Friday, March 28, 2014

i charge laughing




I am a self-proclaimed cynic (or realist, depending on my mood). I have an all too real view of how wicked and fallen the human race is. I involuntarily scowl sometimes at what I'm thinking or what someone else is saying. I enjoy watching tragic movies and listening to sad songs. I nod along with T.S. Eliot when he's at his lowest emotionally (April really is the cruelest month). Sometimes, I relish in what I consider my heightened understanding of the world. I'm not living under some kind of false sense of light and happiness.

I sound like an arrogant jerk, right? Well, it's because I am.

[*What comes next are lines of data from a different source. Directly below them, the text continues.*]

PR #1083, opened 2026-03-10
feat(workspace-manager): added workspace manager with list option

MarsKubeX:
Add an AgentWorkspaceManager backend with a list() method that returns mock workspace data matching the @kortex-hub/kortex-cli-api Workspace schema.

Part of #1039

### DIFF
--- a/packages/main/src/plugin/agent-workspace/agent-workspace-manager.spec.ts
+++ b/packages/main/src/plugin/agent-workspace/agent-workspace-manager.spec.ts
@@ -24,9 +24,7 @@ import type { AgentWorkspaceSummary } from '/@api/agent-workspace-info.js';
 import { AgentWorkspaceManager } from './agent-workspace-manager.js';
 import { mockListWorkspaces } from './agent-workspace-mock-data.js';
 
-vi.mock('./agent-workspace-mock-data.js', () => ({
-  mockListWorkspaces: vi.fn(),
-}));
+vi.mock(import('./agent-workspace-mock-data.js'));
 
 const TEST_SUMMARIES: AgentWorkspaceSummary[] = [
   {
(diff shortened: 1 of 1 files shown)


packages/main/src/plugin/agent-workspace/agent-workspace-manager.spec.ts
```diff
@@ -0,0 +1,82 @@
...
+
+import { beforeEach, describe, expect, test, vi } from 'vitest';
+
+import type { IPCHandle } from '/@/plugin/api.js';
+import type { AgentWorkspaceSummary } from '/@api/agent-workspace-info.js';
+
+import { AgentWorkspaceManager } from './agent-workspace-manager.js';
+import { mockListWorkspaces } from './agent-workspace-mock-data.js';
+
+vi.mock('./agent-workspace-mock-data.js', () => ({
```
benoitf: issue: the pattern to use is
vi.mock(import(...))

also, does the automocking works (only vi.mock(import('./agent-workspace-mock-data.js')) ?

packages/main/src/plugin/agent-workspace/agent-workspace-manager.spec.ts
```diff
@@ -0,0 +1,82 @@
...
+    paths: { source: '/tmp/ws2', configuration: '/tmp/ws2/.kortex.yaml' },
+  },
+];
+
+let manager: AgentWorkspaceManager;
+
+const ipcHandle: IPCHandle = vi.fn();
+
+beforeEach(() => {
+  vi.clearAllMocks();
```
benoitf: resetAllMocks in beforeEach

packages/main/src/plugin/agent-workspace/agent-workspace-manager.spec.ts
MarsKubeX: It does. Changed

packages/main/src/plugin/agent-workspace/agent-workspace-manager.spec.ts
MarsKubeX: Changed

PR #1088, opened 2026-03-11
feat(Claude extension): added Claude extension

### LINKED ISSUE #1047: Create a claude extension
Extension should register skills stored in $HOME/.claude/skills

gastoner:
Adds in-built claude extension that registeres skills from claude/skills folder

Closes https://github.com/kortex-hub/kortex/issues/1047

You can test this by creating some skill in claude/skills folder 
Then enable extension (the skill should be visible in the list of skills)
Disable extension, all registered skills should now be unregistered (not visible)


benoitf (commented):
hello, I'm not sure to understand why there is a change in extension-api.d.ts to register skills while it was added at the provider level by https://github.com/kortex-hub/kortex/pull/1195


I guess the extension should reuse the existing extension point ?

extensions/claude/src/extension.ts
```diff
@@ -0,0 +1,34 @@
...
+ * limitations under the License.
+ *
+ * SPDX-License-Identifier: Apache-2.0
+ ***********************************************************************/
+
+import type { ExtensionContext } from '@kortex-app/api';
+
+import { ClaudeExtension } from './claude-extension';
+
+export async function activate(extensionContext: ExtensionContext): Promise<void> {
```
benoitf: IMHO new extensions should reuse the inversify pattern introduced in latest extensions
https://github.com/kortex-hub/kortex/blob/main/extensions/ramalama/src/ramalama-extension.ts

gastoner: Will update

gastoner:
@benoitf updated, just now the icon when creating the skills is not Claude one :( (but we can create a follow-up pr for this :D)

jeffmaury (commented):
I tested it and it showed the skills from the local Claude skills folder but I don't think we should enable delete in this case as it deleted the skill folder in the local .Claude skills folder which seems weird to me. @slemeur WDYT ?

benoitf (approved):
follow-up: I think we might enhance API like adding icons, having a way to prevent the removal, etc.

But I see that as follow-up

jeffmaury (approved):

gastoner:
@benoitf @benoitf created https://github.com/openkaiden/kaiden/pull/1320 (forgot to rebase this PR)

Okay, so I'm not like that all the time; I just kind of highlighted all of my cynical qualities at once. On good days, I see all the darkness and wickedness, but rejoice in the joy and good. I see people like paintings: I see God's brushstrokes and the colors and the painful scrapes of the painting knife, but I also feel I can see a glimpse of the final product. Because I'm outside of the painting looking in, I can get a sense of where God's heading with His creative license. And oh, it is so beautiful.

So I'm not a Debbie Downer all the time. While fake cheerfulness can irritate me, I appreciate genuine optimism.

But I'm realizing what my problem is: I start with the bad stuff and work to the good. That's how I've operated for the past several years, and I think it's hurt me more than protected me. Because, really, that's why I do it--protection.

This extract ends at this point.